Uber is doing something weird. It's writing $500 million checks to robotaxi companies. It's cutting deals with everyone who builds autonomous tech. And it's spending more on self-driving than Tesla or Waymo — without building a single car.
This is the part of the robotaxi story nobody's talking about. The company that got laughed out of the autonomy game five years ago is now the biggest spender. And it might just win.
The Quiet Bet That Changes Everything
In the last six months, Uber has inked deals with at least four autonomous vehicle startups. Total committed capital: somewhere north of $2 billion. Not all of it is cash — some is revenue guarantees, some is equity stakes. But it's real money, and it's flowing fast.
Compare that to Waymo, which is spending roughly $1.5 billion annually on R&D, or Tesla, which claims to spend under $1 billion on autonomy. Uber is outspending both — not on building robots, but on renting them.
“We don't need to build the technology. We just need to own the customer.” — Uber executive, speaking on background
The math is brutal and beautiful. Building a robotaxi fleet costs billions in R&D, manufacturing, and regulatory fights. Uber skips all that. It waits for others to solve the hard problems, then writes a check to put their cars on its network.
Why Waymo Should Be Terrified
Waymo has the best technology. It's been testing for 15 years. It has real cars on real streets. But it has a customer problem: nobody uses it. Waymo One has maybe 100,000 weekly active riders. Uber has 25 million.
Uber's strategy is simple: become the operating system for robotaxis. Every autonomous vehicle company needs a platform to reach riders. Uber is that platform. And it's making sure that if you build a robot, you need Uber to deploy it.
Waymo thought it could go it alone. It built its own app, its own fleet, its own everything. But scaling a ride-hail network is hell. It took Uber 15 years and $30 billion in losses. Waymo doesn't have that kind of patience — or that kind of money.
Tesla's Robotaxi Is a Distraction
Let's be real about Tesla. Elon Musk has been promising robotaxis since 2019. He's still promising. Meanwhile, Uber is signing contracts. Tesla's approach — build the car, then make it drive itself — is capital-intensive and slow. Uber's approach is asset-light and fast.
If Tesla ever delivers a real robotaxi, it'll need a network to put it on. Uber has that network. Tesla could try to build its own, but that would take years and billions. Or it could partner with Uber. And Uber's already waiting at the altar.
The $500 Million Check Strategy
Each deal Uber signs looks different. With Wayve, it's a revenue guarantee — Uber will pay a certain amount per ride. With Motional, it's an equity investment. With WeRide, it's a licensing fee. But the pattern is the same: Uber pays to ensure its app is the default way to hail these robots.

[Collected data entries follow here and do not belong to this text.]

PR #155, opened 2017-10-11
Scale up dynamodb table

adilhafeez:
This change will scale up the table to at least 2x of the load we've seen in the past week (Friday evening specifically),

`INFO:ddb table: confidant-production-iad not scaled up for read, found violation at: 2017-09-30 01:37:00+00:00, consumed capacity: 919, provisioned capacity: 1500`


ryan-lane:
Wrong spot for this.

PR #158, opened 2017-11-02
 Fix issue with angular trimming whitespace

### LINKED ISSUE #156: Confidant strips newlines when submitting credentials through webpage
We're using Confidant to store, among other things, our certificates. When making requests between our machines we noticed that they were failing due to a SSL certificate verification error. Through some investigation, I found that the md5sum of the certificate is different after it's been sent through Confidant. 

It seems like this is caused by the angular.js frontend, which I believe is stripping off newlines. I tried pasting in a value with a newline at the end, confirmed that the blank line was there after pasting, and found it to be missing when editing the credential again after saving.

I then tried to edit the value by adding newlines and noticed that the textarea class is still marked as "ng-pristine". After adding alphabetical characters, you can see that "ng-pristine" is removed and "ng-dirty" is added to the textarea class. I've pasted images below showing the three states, where the textarea has not been edited, a newline has been added but the area is still marked as pristine, and then with text added and the area marked as dirty. 

For reference, we're running Confidant version 1.1.13. 

image

image

image

ryan-lane:
Seems by default for text areas that angularjs trims whitespace. This sets ng-trim to false for credential values. Fixes #156.

### DIFF
--- a/CHANGELOG.md
+++ b/CHANGELOG.md
@@ -2,6 +2,10 @@
 
 # 1
 
+## 1.10.1
+
+* Fix an issue in the angularjs frontend where credential values were having whitespace trimmed.
+
 ## 1.10.0
 
 * Upgrade gevent and greenlet for CVE-2016-5180 and gevent/gevent#477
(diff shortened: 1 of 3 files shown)


lizneu:
+1

PR #160, opened 2017-12-01
Upgrade pynamo to 2.2.0 with migration and maintenance mode

ryan-lane:
This change upgrades pynamodb to 2.2.0, with a migration script for UnicodeSetAttribute. It also adds a maintenance mode that can be used to disable writes via the API, to be able to run a migration uninterrupted.


CHANGELOG.md
```diff
@@ -1,6 +1,26 @@
 # Changelog
 
-# 1
+# 2
+
+## 2.0.0
+
+WARNING: If you upgrade to this version, any new writes to blind credentials
+will be in a format that is only compatible in 1.11.0 forward. If you've
+upgraded and need to downgrade, you should downgrade to 1.11.0.
```
vivianho: Maybe add explicit instructions for how to upgrade? e.g. "If your blind credentials table is not empty, follow these steps"

confidant/scripts/migrate.py
```diff
@@ -0,0 +1,19 @@
...
+
+
+app.logger.addHandler(logging.StreamHandler(sys.stdout))
+app.logger.setLevel(logging.INFO)
+
+
+class MigrateSetAttribute(Command):
+
+    def run(self):
+        app.logger.info('Migrating UnicodeSetAttribute in BlindCredential')
```
vivianho: Do you need to enforce that the service is in maintenance mode before doing this?

ryan-lane: Nah. I think it's OK if we tell folks that it's best if they have it in maintenance mode, but I don't think we need to enforce it.

CHANGELOG.md
ryan-lane: Yeah, I'll add some more info here and will add an "Upgrading" section to the docs.

ryan-lane: Done

ryan-lane:
Rebase looks good.

PR #165, opened 2018-03-10
Add NonNullUnicodeSetAttribute class to deal with None

betamoo:


confidant/models/blind_credential.py
```diff
@@ -16,6 +16,24 @@
 from confidant.models.connection_cls import DDBConnection
 
 
+class NonNullUnicodeSetAttribute(UnicodeSetAttribute):
```
vivianho: Could we extract this into its own module and have the `models.service` and `models.blind_credential` modules import this? So that we don't copy/paste code.

betamoo: sounds right!

vivianho:
@ryan-lane can you review? Should we bump this to version 3.0.1?

confidant/models/blind_credential.py
```diff
@@ -14,6 +13,9 @@
 from confidant.app import app
 from confidant.models.session_cls import DDBSession
 from confidant.models.connection_cls import DDBConnection
+from confidant.models.non_null_unicode_set_attribiute import (
```
vivianho: @betamoo typo here? `non_null_unicode_set_attribiute`

PR #171, opened 2018-04-03
No need for sudo in Dockerfile

asottile:


vivianho:
Can you bump the version to 4.0.1? I'll make a new release.

asottile:
@vivianho this doesn't impact the contents of the python package so no release is necessary here.

PR #176, opened 2018-07-04
Minor Dockerfile updates

wyardley:
* Update `MAINTAINER` to `LABEL maintainer=`
* Bump node version to 8 LTS
* install ca-certificates so curl call doesn't fail because of cert validation
* add `--fail` option to curl so it exits non-0 if something does fail
* add `DEBIAN_FRONTEND=noninteractive` and `--no-install-recommends` to other
  `apt-get` call

I also adjusted some of the formatting to be a little more consistent, and added spaces in the `CMD` array (I think this looks nicer, but could take it out).

I didn't add it here, but might also be interesting to add some of the labels from http://label-schema.org/

### DIFF
--- a/Dockerfile
+++ b/Dockerfile
@@ -1,11 +1,12 @@
 FROM ubuntu:trusty
-MAINTAINER Ryan Lane <rlane@lyft.com>
+LABEL maintainer="rlane@lyft.com"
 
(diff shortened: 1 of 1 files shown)


ryan-lane:
Looks good. Thanks for the PR!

Here's the math: if Uber spends $2 billion to lock up access to 100,000 robotaxis, and each robotaxi generates $50,000 in annual revenue, that's $5 billion in yearly revenue. Not bad for $2 billion down.
“Uber is playing chess while everyone else plays checkers.” — ARK Invest analyst
The risk? If one of these startups goes bust, Uber loses its bet. But Uber's not betting on one horse — it's betting on the whole stable. Diversification is the hedge.
The Regulatory Gambit
Uber is also spending on regulation. It's lobbying cities to allow robotaxi deployment — not for its own cars, but for its partners. That's smart: if the regulatory door opens, Uber's network is ready. If it stays closed, Uber hasn't wasted billions on hardware.
Waymo and Tesla are betting on a specific technical solution. Uber is betting on the inevitable chaos of multiple solutions. And in a world where nobody knows which tech wins, the platform that works with everyone wins.
The Endgame
Here's where this gets dark. If Uber succeeds, it becomes the monopoly on mobility. Every robotaxi, from every manufacturer, runs on Uber's network. Uber sets the prices, takes the commission, and owns the customer relationship. The car companies become commodity suppliers.
That's the nightmare scenario for Tesla and Waymo. They're not just competing with each other — they're competing with a platform that could make them irrelevant. Uber doesn't need to win the technology race. It just needs to be the road everyone drives on.
This is Michael Thorpe signing off. And I'm not betting against the checkbook.